Jesus comes on the scene in the midst of an argument in the face of human suffering. He’s viewed as part medicine man, part sideshow attraction, part Superstar, part miracle worker. And those who have pressed in to see him, even those closest to him, aren’t quite sure what to expect or to make of him. And before the disciples and the scribes can get their acts together, and confess to him what the devil it is that they’re going at it about, Jesus makes room for the man to seek healing for his child—makes room for grace and transformation, doing the unbelievable in the midst of those working out their own disbelief, even in the midst of those who believe but just don’t understand.

Jesus has seen the mountaintop and again and again, his story is about where he meets people...back down in the valleys, back down on the plains, back down off the mountain.
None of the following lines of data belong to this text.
PR #136, opened 2019-04-25
Elimination of propositional truncation to higher types

dolio:
The propositional truncation can be eliminated into non-propositional types via 'coherently constant' functions. These patches formulate the notion of coherently constant functions for low dimensions and adds the eliminators for them. This allows, for instance, definition of families of `hProp`s and `hSet`s by cases.

### DIFF
--- a/Cubical/Foundations/HLevels.agda
+++ b/Cubical/Foundations/HLevels.agda
@@ -20,7 +20,7 @@ open import Cubical.Foundations.Isomorphism
 open import Cubical.Foundations.Transport
 open import Cubical.Foundations.HAEquiv      using (congEquiv)
 open import Cubical.Foundations.Equiv        using (isoToEquiv; isPropIsEquiv; retEq; invEquiv)
-open import Cubical.Foundations.Univalence   using (univalence)
+open import Cubical.Foundations.Univalence   using (ua; univalence)
 
 open import Cubical.Data.Sigma  using (ΣPathP; sigmaPath→pathSigma; pathSigma≡sigmaPath; _Σ≡T_)
 open import Cubical.Data.Nat    using (ℕ; zero; suc; _+_; +-comm)
@@ -114,33 +114,12 @@ hLevelPi (suc (suc n)) h f g =
 isSetPi : ((x : A) → isSet (B x)) → isSet ((x : A) → B x)
 isSetPi Bset = hLevelPi 2 (λ a → Bset a)
 
-squeezeSq≡
-  : ∀{w x y z : A}
-  → (p : w ≡ y) (q : w ≡ x) (r : y ≡ z) (s : x ≡ z)
-  → (q ≡ p ∙∙ r ∙∙ sym s) ≡ (Square p q r s)
-squeezeSq≡ p q r s k
-  = Square
-      (λ j → p (j ∧ k))
-      q
-      (λ j → doubleCompPath-filler p r (sym s) j (~ k))
-      (λ j → s (j ∧ k))
-
 isSet→isSet' : isSet A → isSet' A
 isSet→isSet' {A = A} Aset {x} {y} {z} {w} p q r s
   = transport (squeezeSq≡ r p q s) (Aset _ _ p (r ∙∙ q ∙∙ sym s))
 
 isSet'→isSet : isSet' A → isSet A
 isSet'→isSet {A = A} Aset' x y p q = Aset' p q refl refl
-
-squeezeFace≡
-  : ∀{w x y z w' x' y' z' : A}
-  → {p : w ≡ y} {q : w ≡ x} {r : y ≡ z} {s : x ≡ z}
-  → {p' : w' ≡ y'} {q' : w' ≡ x'} {r' : y' ≡ z'} {s' : x' ≡ z'}
-  → {a : w ≡ w'} {b : x ≡ x'} {c : y ≡ y'} {d : z ≡ z'}
-  → (ps : Square a p p' c) (qs : Square a q q' b)
-  → (rs : Square c r r' d) (ss : Square b s s' d)
-  → Square p q r s ≡ Square p' q' r' s'
-squeezeFace≡ ps qs rs ss k = Square (ps k) (qs k) (rs k) (ss k)
 
 squeezeCu≡
   : ∀{w x y z w' x' y' z' : A}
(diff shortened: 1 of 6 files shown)


dolio:
This is a work in progress. Currently it allows elimination of propositional truncation into sets. I have the elimination into groupoids as well, but it uses a different notion of groupoid than you get from `HLevel` similar to `isSet'` (the version where all heterogeneous cubes are filled). I'm still working on the proof that `HLevel 3` implies the alternate version (although I think I'm relatively close on that as well).

One question I have is: I have some helper definitions `Square` and `Cube` for these heterogeneous shapes. Is putting them in `Prelude` appropriate? Or somewhere else?

Alizter:
Typically those shapes are put in a folder called Cubical in the other HoTT libraries, but that has some naming issues here.

In the original Licata-Brunerie paper I believe "dependent squares" were the heterogeneous shapes and squares simply referred to the homogeneous case.

Perhaps a folder called `Shapes` might be appropriate?

Saizan:
I would define both ```Square``` and ```Cube``` in the same file (and also the the heterogeneous variants).
Something like ```Cubical.Foundations.Path``` might be a good place.

mortberg:
Putting them in a separate folder seems a bit silly as the whole project is cubical and about shapes. I would put them in the Prelude.

Cubical/HITs/PropositionalTruncation/Properties.agda
```diff
@@ -39,3 +44,59 @@ elimPropTrunc' : ∀ {P : ∥ A ∥ → Type ℓ} → ((a : ∥ A ∥) → isPro
...
+  mkKmap f = f ∘ ∣_∣ , kcomp f
+
+  fib : (g : Σ (A → B) 2-Constant) → fiber mkKmap g
+  fib (g , kg) = recPropTrunc→Set g kg , refl
+
+  eqv : (g : Σ (A → B) 2-Constant)
+      → ∀ fi → fib g ≡ fi
+  eqv g (f , p) =
+    ΣProp≡ (λ f → isOfHLevelΣ 2 Fset Kset _ _)
+      (cong (uncurry recPropTrunc→Set) (sym p) ∙ setRecLemma Bset f)
```
Alizter: uncurry is causing problems for travis

dolio:
Here's another more general question. `hProp` is currently defined with an implicit level argument. However, this isn't very readily inferred in a lot of cases. Is there a reason not to make it explicit, similar to `Type`?

dolio:
So, this is mostly done. I was working on the proof that the groupoid elimination is an equivalence, but my desktop machine (which I use for Agda) turned off over night and won't turn back on. So I'm out of commission for a bit.

Alizter:
@dolio we can keep this open until you are able to finish it. Thank you for the additions!

dolio:
Finally got through the groupoid equivalence by following the ideas of the paper more closely (I found out my computer wasn't really broken, but it still took me a while to figure out the proof). This was all the work I'd planned to do, so just let me know if any modifications are desired.

Cubical/Foundations/HLevels.agda
```diff
@@ -111,16 +114,92 @@ hLevelPi (suc (suc n)) h f g =
 isSetPi : ((x : A) → isSet (B x)) → isSet ((x : A) → B x)
 isSetPi Bset = hLevelPi 2 (λ a → Bset a)
 
+squeezeSq≡
```
mortberg: I think this should go into GroupoidLaws

Cubical/Foundations/HLevels.agda
```diff
@@ -111,16 +114,92 @@ hLevelPi (suc (suc n)) h f g =
...
+      (λ j → qs (j ∧ τ))
+      (λ j → rs (j ∧ τ))
+      (λ j → ss (j ∧ τ))
+      f0
+      (toPathP {A = F} (transportTransport⁻ (squeezeFace≡ ps qs rs ss) f1) τ)
+  where
+  F : I → Set _
+  F k = Square (ps k) (qs k) (rs k) (ss k)
+
+transposeSq
```
mortberg: Do you really need this as a separate lemma? It's just swap.

Cubical/Foundations/HLevels.agda
```diff
@@ -111,16 +114,92 @@ hLevelPi (suc (suc n)) h f g =
...
+  : ∀{w x y z : A} {p : w ≡ y} {q : w ≡ x} {r : y ≡ z} {s : x ≡ z}
+  → Square p q r s
+  → Square q p s r
+transposeSq sq i j = sq j i
+
+transposeCu
```
mortberg: I don't think we need this as a separate lemma

Cubical/Foundations/HLevels.agda
mortberg: By "swap" I mean flip :-)

Cubical/Foundations/HLevels.agda
dolio: I can move it. I've been wondering though, GroupoidLaws often takes an extremely long time to type check for me. I actually don't know how long, because I've never waited for it to complete, just walked away and it was done an hour or two later. Does this not happen for other people?

It also only seems to happen when not loading the file directly, but as a dependency of another module.

mortberg: I think was related to some Agda bug. If you update your Agda installation this should go away, I've at least never experienced this for the last month or something.

Alizter: The whole library takes `	1m44.752s` to compile for me, on a Chromebook. Like mortberg says, reinstalling agda should fix this problem.

Saizan: eta equality for ```isEquiv``` were making it slow if you had the builtins for ```Glue``` loaded.

dolio: Should `squeezeCu≡` (and `squeezeFace≡`) go in GroupoidLaws as well?

Cubical/Foundations/HLevels.agda
dolio: You're right, it was easy enough to inline these. I'm not sure I could have discovered the inlining without the separate definitions, though. :)

Cubical/Foundations/HLevels.agda
mortberg: I guess so. But I'm a bit confused why you need both isGroupoid1 and 2? Shouldn't it be sufficient to just have the most general one?

dolio: I couldn't understand how to do it all in one step. I guess now that I figured it out I could collapse it into one definition.

dolio: Sorry for the delay. I got rid of the middle `isGroupoid` type. Took me a while to figure out, since inlining seems to make it more difficult for Agda to infer all the metas (and it was difficult for me to infer them, as well :)).

I didn't move `squeezeCu≡` because its use of stuff from `Transport` causes a cycle. I could make it private if you'd prefer.

mortberg:
I think this looks good now. Is it ready to be merged @dolio ?

dolio:
Yep, it's ready.

mortberg:
Great, thanks for contributing!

Jesus descends the mountain from prayer and solitude, the place of encounter with the Other and transformation, and brings a message of hope and healing, reconciliation and the glimpse of what might yet become into the midst of a world that has not seen the beauty of it all, certainly not from that vantage point.

We too are called into the world as people of hope, as a people of transformation—holding up the various broken parts of our very lives in the name of healing and wholeness—in the name of Christ. This is the message of Christ for us, and it is the message of Christ called to flow from us.
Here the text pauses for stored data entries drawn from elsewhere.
PR #142, opened 2019-05-06
Make everything compatible with the new arguments to comp

mortberg:
The Agda patch https://github.com/agda/agda/pull/3713 changed the implicit arguments to `comp` so that the formula is implicit. This patch makes the agda/cubical library typecheck with this change. 

**NOTE**: Once this PR has been merged everyone will have to update their Agda installation in order to typecheck the library.

### DIFF
--- a/Cubical/Codata/M.agda
+++ b/Cubical/Codata/M.agda
@@ -26,7 +26,7 @@ module Helpers where
   compPathD F {A = A} P Q {x} p q i =
      comp (\ j → F (hfill (λ j → \ { (i = i0) → A ; (i = i1) → Q j })
                           (inS (P i))
-                          j)) _
+                          j))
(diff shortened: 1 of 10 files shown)


Alizter:
What is the most painless way to update agda?

I had installed it in a sandbox, and cabal was giving me trouble when I pulled and tried to make again. My solution has been to delete and reinstall. Is there a better way?

mortberg:
> What is the most painless way to update agda?
> 
> I had installed it in a sandbox, and cabal was giving me trouble when I pulled and tried to make again. My solution has been to delete and reinstall. Is there a better way?

I have Agda installed in a sandbox. I just do "rm .cabal-sandbox/bin/agda && git pull && make" and it always works.

Alizter:
@mortberg Let's add that to the INSTALL file so people who are clueless about agda's installation, like me, know what to do :)

PR #20, opened 2023-08-14
Export base-button

jd-carroll:
There are many places where it would be useful to have the BaseButton when developing custom button components.


jd-carroll:
Actually, after doing a little more investigation, maybe this isn't necessary...

Leaving open for now

PR #23, opened 2023-08-15
Fix grid prop defs (docs)

jd-carroll:
Grid already supports responsive rows / cols (prop defs were inaccurate)

### DIFF
--- a/packages/radix-ui-themes/src/components/grid.props.ts
+++ b/packages/radix-ui-themes/src/components/grid.props.ts
@@ -1,4 +1,4 @@
-import type { PropDef } from '../helpers';
+import type { PropDef, ResponsivePropDef } from '../helpers';
 
 const displayValues = ['none', 'inline-grid', 'grid'] as const;
 const flowValues = ['row', 'column', 'dense', 'row-dense', 'column-dense'] as const;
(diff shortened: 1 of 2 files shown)


vladmoroz:
I am not seeing any issues with types when using Grid. What issue does this solve exactly?

jd-carroll:
Check the docs on the website, neither does or columns is listed as
responsive

vladmoroz:
Oh, documentation is separate in https://github.com/radix-ui/website. Thanks for the note, we'll update it

jd-carroll:
@vladmoroz I believe the way the website works is that it picks up the `propDefs` of the individual component and then renders that in a table.
https://github.com/radix-ui/website/blob/ee246a5e0451744e2f127a006726c70e4727be4b/components/ThemesPropsTable.tsx#L37

So doesn't it need to be changed here first, and then have the updated module installed for the website to be picked up?

vladmoroz:
It does, but the docs use the value of the prop defs (which already have an explicit `responsive: true` value for columns and rows props) and not their type signature, which is what this PR adjusts—this would have no effect on the docs anyway.

Since this package itself defines these props correctly, it's something we need to fix in the website code

Issue #22, opened 2023-08-15
The dark theme has not worked properly.


zmzimpl:
It seems that the issue arises after setting appearance="dark" without properly setting the HTML attributes class="light-theme" and style="color-scheme: light;".

![image](https://github.com/radix-ui/themes/assets/27490895/42eaeaef-8f72-463a-ab64-68820247be2c)

zmzimpl:
`@radix-ui/themes`  version: 1.0.0

zmzimpl:
I cloned the source code attempting to fix this issue, but encountered an error when running it:
```
D:\dev\github\themes>npm run dev  

> dev
> turbo run dev --no-cache --continue

• Running dev
• Remote caching disabled
root task dev (turbo run dev --no-cache --continue) looks like it invokes turbo and might cause a loop

No tasks were executed as part of this run.

 Tasks:    0 successful, 0 total
Cached:    0 cached, 0 total
  Time:    171ms

 ERROR  run failed: command  exited (1)
```
I'm wondering what the issue is, as I couldn't find an answer on Google. Perhaps you might know?

jd-carroll:
I can confirm this behavior, here is a codesandbox which demonstrates it:
https://codesandbox.io/s/intelligent-framework-2xqjp8?file=/src/App.tsx

The issue is here:
https://github.com/radix-ui/themes/blob/39f5a438db0d8496134d4bc35d71899fee1b2562/packages/radix-ui-themes/src/theme.tsx#L152-L159

When the root theme element is rendered, the `useContext` call will still return undefined. So if you look at the example, it actually appears to be using some gray palette and not an actual dark theme. 

If you move the `appearance="dark"` to the second `Theme` component, it works as expected.

Not sure what the best fix would be, but a fix would be changing the [appearance prop](https://github.com/radix-ui/themes/blob/39f5a438db0d8496134d4bc35d71899fee1b2562/packages/radix-ui-themes/src/theme.tsx#L159) to something like:
```typescript
  appearance = props.appearance ?? context?.appearance ?? themePropDefs.appearance.default,
```

This way, the Theme component always prefers component props and then falls back to context and default values.

Note: A temporary workaround would be to do something like:
```jsx
<Theme appearance="dark">
  <Theme>
    <MyApp />
  </Theme>
</Theme>
```

(Looks ridiculous, but ensures the second theme receives the desired props)

jd-carroll:
[...]

PR #32, opened 2023-08-18
Extended theme

jd-carroll:
This PR proposes a number of changes to the core Theme element. These changes were necessary as part of the implementation of the [MUI Grid v2 (fluid grid)](https://mui.com/material-ui/react-grid2).

Specifically, this PR addresses these issues:
- Need for programmatic breakpoint access (achieved through `breakpoints-context.tsx`)
- Need for open-ended spacing based on a common factor (achieved with a new prop on Theme and `spacing.ts`)

Additionally, this PR proposes a fix for #22 and similar bugs where manually set themes are not applied when the rendered `<div>` of `<Theme>` is not a direct child of `<body>`

### DIFF
--- a/packages/radix-ui-themes/src/components/grid.props.ts
+++ b/packages/radix-ui-themes/src/components/grid.props.ts
@@ -1,4 +1,4 @@
-import type { PropDef } from '../helpers';
+import type { PropDef, ResponsivePropDef } from '../helpers';
 
 const displayValues = ['none', 'inline-grid', 'grid'] as const;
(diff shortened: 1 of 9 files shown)


andy-hook:
Hey @jd-carroll , thanks for the effort here. I think these changes would be better served initially as a separate repo / fork.

Any changes to the core theme need to be well considered by the team and having this in a separate repo would be the best first step for full context.

Would mind creating one and sharing it with the team via a new discussion?

Thanks!

Issue #30, opened 2023-08-18
Avoid dependencies on "latest" version to allow for stable builds 


twirlse:
Currently, it's not possible to use radix-ui/themes with an immutable yarn.lock file due to the radix-ui/themes package's dependencies on the latest versions of radix-ui packages. Reproducible builds across various environments are highly desirable, and there's a need to run yarn install --immutable to ensure the yarn.lock file remains unmodified on the server.

How to fix: use dependencies with specific version in "frontend\radix-ui\themes\packages\radix-ui-themes\package.json" instead of latest.

twirlse:
Thanks for a quick fix! Closing the issue.

PR #38, opened 2023-08-21
Set primitives versions and upgrade Radix Colors

vladmoroz:
- Set primitives versions explicitly (https://github.com/radix-ui/themes/issues/30)
- Upgrade Radix Colors


benoitgrelard (commented):
> upgrade Radix Colors

Is this adding the new missing scales?
If so, don't we need to do a bit more work to expose those new scales throughout Radix Themes?

vladmoroz:
> If so, don't we need to do a bit more work to expose those new scales throughout Radix Themes?

Yeah, this version does include the new scales, but I'll expose them in a separate PR that’s focused just on that. Want to get versioning fully out of the way with this one

benoitgrelard (approved):

PR #62, opened 2023-09-05
feat(breakpoints): added css variables for breakpoints

Sly777:
Added css variables for breakpoints to have flexibility on styling level.

### Example Scenarios

- As a developer, I can use radix UI breakpoints for styling components or pages on CSS level
- As a developer, I can change CSS variables to change breakpoint to fit on design requests.


benoitgrelard:
Hey @Sly777, did you test this? I don't think using custom properties in `@media` declarations is valid CSS, is it?

Sly777:
Yes, very sorry @benoitgrelard - I thought first that works properly after build and dev didn't give me any error.

PR #67, opened 2023-09-08
Fix nested Grid values inheritance

vladmoroz:
Example layout, before:

Screenshot 2023-09-08 at 11 34 22

This is incorrect—first and last child grid inherit parent grid columns, instead of using own values.

Example layout, after:

Screenshot 2023-09-08 at 11 34 33

***

Inspecting a child element, before:

Screenshot 2023-09-08 at 11 41 32

Inspecting a child element, after:

Screenshot 2023-09-08 at 11 41 26


benoitgrelard (approved):
👌

PR #70, opened 2023-09-12
Use Radix Colors 3.0

vladmoroz:


packages/radix-ui-themes/src/components/link.css
```diff
@@ -45,6 +45,13 @@
   text-underline-offset: calc(0.025em + 2px);
   text-decoration-color: var(--accent-a5);
 
+  /* Enhancement for bright colors */
+  @supports (background: color-mix(in oklab, white, black)) {
+    & {
+      text-decoration-color: color-mix(in lch, var(--accent-a5), var(--gray-a6));
```
benoitgrelard, line 51: we're testing for oklab support but then using lch? is that intentional? I see below we're using oklab

packages/radix-ui-themes/src/components/select.tsx
```diff
@@ -105,7 +105,6 @@ const SelectContent = React.forwardRef<SelectContentElement, SelectContentProps>
           <SelectPrimitive.Content
             data-accent-color={resolvedColor}
             sideOffset={4}
-            align="center"
```
benoitgrelard, line 108: This is for when used with `position="popper"` you think start align looks better? I remember it looked a bit odd to me because of the tick offset, hence why I picked `center`

packages/radix-ui-themes/src/components/text-area.css
```diff
@@ -45,37 +57,50 @@
   }
 }
 
+.rt-TextAreaChrome {
```
benoitgrelard, line 60: So this now uses exactly the same technique as `TextField`?

packages/radix-ui-themes/src/styles/tokens/shadow.css
```diff
@@ -2,73 +2,78 @@
...
-    0px 12px 32px -16px var(--black-a6);
+    0px 12px 32px -16px var(--gray-a5);
 
   --shadow-6:
-    0 0 0 1px var(--gray-a3),
     0px 16px 64px var(--gray-a7),
     0px 16px 36px -20px var(--gray-a7);
+
+  --shadow-panel-solid: 0 0 0 1px var(--gray-a3);
+  --shadow-panel-translucent: 0 0 0 1px var(--gray-a3);
```
benoitgrelard, line 31: wonder if those should have some mention of `border` in their name for clarity

packages/radix-ui-themes/src/theme-panel.tsx
benoitgrelard, line 1: Should adjust the shadow on that custom component right?

packages/radix-ui-themes/src/components/select.tsx
vladmoroz: Yeah I think left-aligned looks way more standard. There's a left alignment bias in the UIs generally, and center-aligned has felt super off to me whenever I noticed it.

packages/radix-ui-themes/src/components/link.css
vladmoroz: Not intentional, thanks for the spot

packages/radix-ui-themes/src/components/text-area.css
vladmoroz: Yeah, can't have nice blending of the border with the background because to do that, we either need:
- `padding: 1px; background-clip: padding-box;` on the element that has the shadow
- or, a transparent border and another absolutely positioned element for the shadow

We already use padding on the text area, and a pseudo is not an option on this tag.

What we had before with the transparent border was a broken mix of both techniques—not sure how I came up with that 😵‍💫

packages/radix-ui-themes/src/components/card.css
```diff
@@ -99,44 +98,117 @@
 /* surface */
 
 .rt-Card.rt-variant-surface {
+  --inset-border-width: 1px;
+  --card-inner-border-radius: calc(var(--card-border-radius) - 1px);
```
benoitgrelard: Should this use `--inset-border-width` instead of `1px` in the calc and also the next `border` rule?

vladmoroz: I had it like that and it felt so gnarly over a tiny 1px thing that I felt that keeping it readable and approachable was easier to grasp than to have it in a var. I am happy to go either way depending on what'd you prefer though

benoitgrelard (approved):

There are days and there will be days when this makes more sense than others … that’s part of our story, too—that ebb and flow between moments of great belief and moments when were not so sure just what it is that we believe. And there will be times when this belief is challenged, perhaps stretched so thin that we’re not sure if there will be any going back. But the message of God in Christ is that there is redemption, that there is union and communion with the Other, there is healing and there is wholeness.

Friends, we are called to live out our faith in community with one another, and we’re called in community and as individuals through our faith and beyond our doubts to get busy—called to works of compassion, works of forgiveness, and works for others in any need or necessity or want. We’re called as Christians to see the risen Christ in our very midst, but more than that, to make Christ seen and make Christ REAL in the midst of a world torn by strife, ripped by war and hatred, wounded by misunderstanding and prejudice, severed by egos, shattered in so many ways unthinkable that we must be compelled to take action—not transfixed by the majesty or the magnitude or the awesomeness of the possibilities of God’s working, but as active agents of transformation and change—people living out the Good News, agents of healing, workers for peace, movers of mountains, messengers of hope.

May we know the miracles of Christ working in our own day. May we stand ready to recognize the One, who more often than not is in our very midst. Amen.